INSTRUCTIONS FOR THE TASK: Pick every line from the data below that contains the string "before" and copy it.

--------------------------------

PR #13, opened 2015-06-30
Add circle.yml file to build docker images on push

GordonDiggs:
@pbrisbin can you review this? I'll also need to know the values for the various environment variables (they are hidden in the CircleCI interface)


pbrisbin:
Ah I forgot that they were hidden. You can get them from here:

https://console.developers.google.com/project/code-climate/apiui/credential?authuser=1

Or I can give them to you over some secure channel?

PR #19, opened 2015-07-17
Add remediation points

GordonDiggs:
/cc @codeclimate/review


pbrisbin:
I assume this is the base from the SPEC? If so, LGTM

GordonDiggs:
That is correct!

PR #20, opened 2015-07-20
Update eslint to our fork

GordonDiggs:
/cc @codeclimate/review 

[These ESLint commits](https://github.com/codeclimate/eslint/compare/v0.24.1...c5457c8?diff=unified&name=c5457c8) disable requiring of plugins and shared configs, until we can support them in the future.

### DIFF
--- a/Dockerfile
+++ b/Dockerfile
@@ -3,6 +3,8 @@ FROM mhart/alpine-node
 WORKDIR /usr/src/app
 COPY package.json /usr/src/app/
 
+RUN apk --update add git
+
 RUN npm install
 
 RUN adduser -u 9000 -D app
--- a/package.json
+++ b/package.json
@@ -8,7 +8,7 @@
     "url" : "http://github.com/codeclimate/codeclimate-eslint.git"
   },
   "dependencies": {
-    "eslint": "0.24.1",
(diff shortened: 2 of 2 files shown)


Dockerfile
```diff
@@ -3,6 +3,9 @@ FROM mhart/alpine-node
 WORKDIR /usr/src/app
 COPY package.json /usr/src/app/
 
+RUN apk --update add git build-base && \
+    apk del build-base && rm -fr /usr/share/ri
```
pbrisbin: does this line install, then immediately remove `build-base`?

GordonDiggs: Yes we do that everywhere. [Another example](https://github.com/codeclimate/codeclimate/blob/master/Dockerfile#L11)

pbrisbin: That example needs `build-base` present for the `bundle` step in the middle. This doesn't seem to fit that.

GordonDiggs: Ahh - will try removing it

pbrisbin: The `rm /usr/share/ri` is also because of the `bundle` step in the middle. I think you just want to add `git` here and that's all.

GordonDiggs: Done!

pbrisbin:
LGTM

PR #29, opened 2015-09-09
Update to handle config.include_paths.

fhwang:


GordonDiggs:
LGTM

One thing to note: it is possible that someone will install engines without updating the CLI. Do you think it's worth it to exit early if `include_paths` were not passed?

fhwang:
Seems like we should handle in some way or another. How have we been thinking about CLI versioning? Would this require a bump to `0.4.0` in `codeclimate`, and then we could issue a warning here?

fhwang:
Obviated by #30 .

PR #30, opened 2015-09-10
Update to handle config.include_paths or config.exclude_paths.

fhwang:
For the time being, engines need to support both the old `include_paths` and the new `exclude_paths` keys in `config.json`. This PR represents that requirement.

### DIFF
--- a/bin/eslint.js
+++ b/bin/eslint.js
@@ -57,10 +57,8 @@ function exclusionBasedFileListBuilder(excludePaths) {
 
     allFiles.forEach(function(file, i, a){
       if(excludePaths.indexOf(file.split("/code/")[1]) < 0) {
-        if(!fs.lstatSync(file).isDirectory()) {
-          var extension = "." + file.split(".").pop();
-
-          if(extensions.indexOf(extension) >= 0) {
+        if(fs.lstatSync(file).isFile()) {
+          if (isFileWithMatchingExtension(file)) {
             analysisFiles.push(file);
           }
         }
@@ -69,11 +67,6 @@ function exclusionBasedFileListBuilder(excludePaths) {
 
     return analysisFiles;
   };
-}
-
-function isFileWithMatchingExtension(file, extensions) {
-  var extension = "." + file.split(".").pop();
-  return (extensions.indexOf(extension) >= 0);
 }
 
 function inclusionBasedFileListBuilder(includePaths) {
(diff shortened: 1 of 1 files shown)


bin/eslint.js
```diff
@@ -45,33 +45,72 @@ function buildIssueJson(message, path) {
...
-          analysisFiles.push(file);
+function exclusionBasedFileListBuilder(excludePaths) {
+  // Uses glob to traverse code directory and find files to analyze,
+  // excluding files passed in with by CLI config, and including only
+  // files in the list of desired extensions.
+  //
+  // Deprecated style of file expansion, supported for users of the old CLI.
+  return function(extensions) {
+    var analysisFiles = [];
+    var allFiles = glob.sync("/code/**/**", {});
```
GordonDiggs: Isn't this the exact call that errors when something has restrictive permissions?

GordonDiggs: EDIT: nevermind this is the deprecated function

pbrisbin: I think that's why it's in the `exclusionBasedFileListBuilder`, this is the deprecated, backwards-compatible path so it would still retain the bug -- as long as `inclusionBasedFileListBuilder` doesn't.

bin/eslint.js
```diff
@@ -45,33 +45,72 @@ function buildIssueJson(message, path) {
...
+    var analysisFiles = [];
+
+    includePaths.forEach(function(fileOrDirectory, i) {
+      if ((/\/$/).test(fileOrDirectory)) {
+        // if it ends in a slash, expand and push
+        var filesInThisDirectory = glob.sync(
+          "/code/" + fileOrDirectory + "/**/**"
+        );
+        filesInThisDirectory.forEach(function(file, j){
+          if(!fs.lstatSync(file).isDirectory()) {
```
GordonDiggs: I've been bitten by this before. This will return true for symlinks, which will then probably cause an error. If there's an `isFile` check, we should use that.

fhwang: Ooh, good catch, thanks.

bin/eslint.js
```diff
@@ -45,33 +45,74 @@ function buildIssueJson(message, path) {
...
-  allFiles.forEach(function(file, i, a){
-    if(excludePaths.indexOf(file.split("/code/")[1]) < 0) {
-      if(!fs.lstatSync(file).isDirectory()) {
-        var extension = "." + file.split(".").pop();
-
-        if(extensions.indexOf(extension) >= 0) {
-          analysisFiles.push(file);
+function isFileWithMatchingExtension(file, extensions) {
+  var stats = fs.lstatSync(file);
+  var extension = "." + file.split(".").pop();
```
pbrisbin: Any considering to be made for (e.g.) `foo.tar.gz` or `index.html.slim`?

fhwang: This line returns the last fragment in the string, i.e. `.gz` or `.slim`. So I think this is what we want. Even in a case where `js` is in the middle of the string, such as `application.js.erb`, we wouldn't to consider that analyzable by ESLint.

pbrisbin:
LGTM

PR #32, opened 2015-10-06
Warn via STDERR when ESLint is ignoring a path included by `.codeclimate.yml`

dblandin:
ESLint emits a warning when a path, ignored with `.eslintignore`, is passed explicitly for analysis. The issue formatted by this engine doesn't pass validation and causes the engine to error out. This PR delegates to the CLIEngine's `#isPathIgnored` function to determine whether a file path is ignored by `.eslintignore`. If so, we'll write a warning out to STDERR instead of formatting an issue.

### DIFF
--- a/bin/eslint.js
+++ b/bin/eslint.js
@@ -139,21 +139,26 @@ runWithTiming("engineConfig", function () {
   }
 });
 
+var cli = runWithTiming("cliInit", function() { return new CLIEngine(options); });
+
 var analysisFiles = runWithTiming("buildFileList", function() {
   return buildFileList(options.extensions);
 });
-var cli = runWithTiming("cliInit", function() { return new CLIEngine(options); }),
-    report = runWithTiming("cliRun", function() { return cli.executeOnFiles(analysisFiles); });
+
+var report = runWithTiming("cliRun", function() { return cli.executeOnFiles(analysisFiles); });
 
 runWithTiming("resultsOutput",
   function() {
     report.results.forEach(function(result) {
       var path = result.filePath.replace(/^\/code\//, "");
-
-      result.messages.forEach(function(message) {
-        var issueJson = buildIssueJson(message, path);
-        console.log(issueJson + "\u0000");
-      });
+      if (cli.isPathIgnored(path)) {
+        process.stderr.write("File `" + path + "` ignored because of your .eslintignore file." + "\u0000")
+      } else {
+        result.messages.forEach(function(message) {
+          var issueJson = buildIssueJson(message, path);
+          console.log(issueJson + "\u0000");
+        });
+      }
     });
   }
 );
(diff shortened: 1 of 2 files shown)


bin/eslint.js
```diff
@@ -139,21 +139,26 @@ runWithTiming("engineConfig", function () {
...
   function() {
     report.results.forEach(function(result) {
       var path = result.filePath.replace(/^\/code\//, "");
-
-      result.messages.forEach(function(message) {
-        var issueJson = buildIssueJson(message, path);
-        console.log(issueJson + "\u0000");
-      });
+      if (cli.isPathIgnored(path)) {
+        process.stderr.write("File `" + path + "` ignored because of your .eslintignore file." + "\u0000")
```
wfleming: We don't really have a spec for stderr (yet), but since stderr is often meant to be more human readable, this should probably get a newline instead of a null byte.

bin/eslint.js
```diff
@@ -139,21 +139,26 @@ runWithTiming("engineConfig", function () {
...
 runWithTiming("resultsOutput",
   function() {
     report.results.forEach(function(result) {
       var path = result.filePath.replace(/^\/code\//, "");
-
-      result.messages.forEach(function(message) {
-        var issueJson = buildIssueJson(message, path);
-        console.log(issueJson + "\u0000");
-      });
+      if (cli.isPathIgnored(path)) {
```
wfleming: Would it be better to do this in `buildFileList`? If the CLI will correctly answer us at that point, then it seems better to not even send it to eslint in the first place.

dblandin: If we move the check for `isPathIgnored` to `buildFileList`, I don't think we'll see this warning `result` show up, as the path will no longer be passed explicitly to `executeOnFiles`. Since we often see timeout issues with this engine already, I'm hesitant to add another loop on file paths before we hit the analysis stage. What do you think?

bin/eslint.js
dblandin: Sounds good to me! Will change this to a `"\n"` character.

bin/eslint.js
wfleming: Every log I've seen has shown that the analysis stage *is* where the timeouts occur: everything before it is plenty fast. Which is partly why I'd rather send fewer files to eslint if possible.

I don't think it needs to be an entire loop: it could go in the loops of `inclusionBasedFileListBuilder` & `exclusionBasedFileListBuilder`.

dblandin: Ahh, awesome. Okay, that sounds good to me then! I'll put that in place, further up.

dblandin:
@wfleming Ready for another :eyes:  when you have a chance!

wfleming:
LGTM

--------------------------------

SOLUTION TO THE EXERCISE:
GordonDiggs: I've been bitten by this before. This will return true for symlinks, which will then probably cause an error. If there's an `isFile` check, we should use that.
dblandin: If we move the check for `isPathIgnored` to `buildFileList`, I don't think we'll see this warning `result` show up, as the path will no longer be passed explicitly to `executeOnFiles`. Since we often see timeout issues with this engine already, I'm hesitant to add another loop on file paths before we hit the analysis stage. What do you think?
wfleming: Every log I've seen has shown that the analysis stage *is* where the timeouts occur: everything before it is plenty fast. Which is partly why I'd rather send fewer files to eslint if possible.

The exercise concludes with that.